The hydrolytic mechanism of corrosion is hardly affected by self-irradiation. Hence, practically no change in corrosion behavior is expected when the dominant mechanism of corrosion is hydrolysis. This conclusion is confirmed by many experiments; for example, unaffected corrosion behavior has recently been found for a Pu-bearing borosilicate glass over a pH interval of 9 to 12 at 353 K to 361 K (80 °C to 88 °C).

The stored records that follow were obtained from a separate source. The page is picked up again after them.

PR #345, opened 2021-03-14
Move unit tests inside conditionally compiled mod tests { } blocks

algesten:
Idiomatic rust organizes unit tests into `mod tests { }` blocks
using conditional compilation `[cfg(test)]` to decide whether to
compile the code in that block.

This commit moves "bare" test functions into such blocks, and puts
the block at the bottom of respective file.


jsha (approved):
👍🏻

Leach tests of French SON68 glass in silica-saturated solutions showed that ion-exchange rates are increased after irradiation whereas hydrolysis remained unchanged. Similar effects were observed in irradiated phosphate glasses.
Summarizing the data available leads to the conclusion that the irradiation had a detectable and even significant impact in cases when corrosion occurred via diffusion-controlled ion exchange. These conditions are characterized by relatively low temperatures (≤323 K [50 °C]), low and medium pH (≤8), relatively high absorbed doses (≥6 106 Gy), and for diluted solutions over short corrosion times (t ≤ τ(T)). The most important consequences of irradiation in these cases were enhanced leaching rates and incongruency in glass corrosion. In contrast, when hydrolysis controls the glass corrosion, practically no differences were found in the corrosion behavior of nonirradiated and irradiated glasses. These conditions prevail at high temperatures (> 323 K [50 °C]) and high pH of contacting water (>9), as well as long corrosion times in dilute solutions (t ≥ 16τ(T)) when, because of cationic depletion of near surface glass layers, ion exchange reactions are diminished.
Glass is a solid-state material that behaves like a solid crystalline material but has a topologically disordered internal structure. Although, compared with crystalline materials of the same composition, glasses are metastable materials, their relaxation to crystalline structures is kinetically impeded so that practically no crystallization occurs within times that for oxide glasses are longer than the universe lifetime. The physical and chemical durability of glasses combined with their high tolerance to compositional changes makes glasses irreplaceable when highly toxic wastes such as long-lived and highly radioactive wastes need reliable immobilization for safe long-term storage, transportation and consequent disposal. Immobilization of radioactive wastes in glassy materials using vitrification has been used successfully for many years, although novel glassy wasteforms are still being developed, and studies of their properties are performed. Nuclear waste vitrification is attractive because of its flexibility, the large number of elements that can be incorporated in the glass, its high corrosion durability, and the reduced volume of the resulting wasteform. Vitrification is a mature technology and has been used for HLW immobilization for more than 40 years in France, Germany and Belgium, Russia, UK, India, Japan, and the United States. Vitrification involves melting of waste materials with glass-forming additives so that the final vitreous product incorporates the waste contaminants in its macrostructure and microstructure. Hazardous waste constituents are immobilized either by direct incorporation into the glass structure or by encapsulation when the final glassy material can be in form of a GCM. Both borosilicate and phosphate glasses are used currently to immobilize nuclear wastes; moreover, in addition to relatively homogeneous glasses, novel GCMs are used to immobilize problematic waste streams. The spectrum of wastes that are currently vitrified increases from HLW to LILW such as legacy wastes in Hanford, WA and nuclear power plant operational wastes in Russia and Korea. Glassy wasteforms in the form of relatively homogeneous glasses or as GCM incorporating crystalline disperse phases are currently the most reliable hosts used for nuclear waste immobilization.